Das persönliche Leid mit Krebs macht es oft schwierig oder unmöglich, die Werke darüber in ihrer eigenen Logik zu betrachten. Die Form fällt der Schwere des Inhalts zum Opfer. “On HeLa” behandelt den empfindlichen Stoff nicht mit Schwere. Wie Lois Alexander tanzt, erinnert an eine Aussage von Autorin Anne Boyer in ihrem vor kurzem erschienenen Memoire “The Undying”. Boyer erzählt von dem blendenden Kontrast zwischen der Zerstörung durch Chemo und dem zarten Bild ihres Tumors, das sie zum ersten Mal auf einem leuchtenden Bildschirm sah. Bei “On HeLa” stehen die Bilder von Zellen auf der Leinwand, farbig und stets in Bewegung, in Kontrast zu dem schwarz-weißen Raum. Diese Zellen erinnern an Leben und nicht an Tod. So ist auch der Tanz von Alexander. Unter Spannung, energiegeladen, extrovertiert, rhythmisch. Nicht nach innen guckend oder in einen Abgrund. Mit den großen Gesten ihrer Arme nimmt sie viel Raum ein in der Welt, sie nimmt mit ihr Kontakt auf. Wie sie ihre Hand auf- und zumacht, ist wie das Pochen eines Herzens oder das Vibrieren einer Zelle. Wir hören, dass auch Henriette Lacks gerne getanzt hat, zu Musik von einer Jukebox.

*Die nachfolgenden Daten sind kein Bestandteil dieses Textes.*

PR #1944, opened 2024-07-15
Updated Swedish translation.

larspalo:
Just an update of the Swedish .po file for translation.

### DIFF
--- a/po/sv.po
+++ b/po/sv.po
@@ -6,8 +6,8 @@ msgid ""
 msgstr ""
 "Project-Id-Version: GrandOrgue\n"
 "Report-Msgid-Bugs-To: ourorgan-developers@lists.sourceforge.net\n"
-"POT-Creation-Date: 2024-07-15 16:41+0200\n"
-"PO-Revision-Date: 2024-07-15 18:39+0200\n"
+"POT-Creation-Date: 2024-07-29 15:04+0200\n"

Der Tanz bedeutet vielleicht, dass Winkler auf die Form nicht verzichtet oder auf das Leben. Und er ist voller Kraft. Trotzdem wirkt weder Tanzen noch Dichten wie eine dringliche Komponente des Ganzen, sondern eher als Übergangsfragmente zwischen unterschiedlichen Teilen des Stücks. Denn es ist nicht einfach nachzuvollziehen, was genau in den einzelnen Momenten die Bewegungen oder die Gedichte veranlasst, wo die Verbindung zwischen Kunst und Information ist. Es ist insgesamt schwierig, in der Fülle der Informationen das Stück als ein integriertes Ganzes zu erleben oder sich zu orientieren. Sind wir als Zuschauende Zuhörer*innen einer Recherchearbeit oder Teil einer Erfahrung künstlerischer oder politischer Natur? Winkler zitiert beim Stück die Choreografin Anna Halprin, die sagt, dass sie vor dem Krebs für die Kunst lebte und jetzt die Kunst für ihr Leben nutzt. Winkler gefällt diese Einstellung. “On HeLa” verrät uns aber eher die Gedanken von Winkler über die gesellschaftlichen Aspekte von Krebs und weniger, was das für seine künstlerische Sprache bedeutet.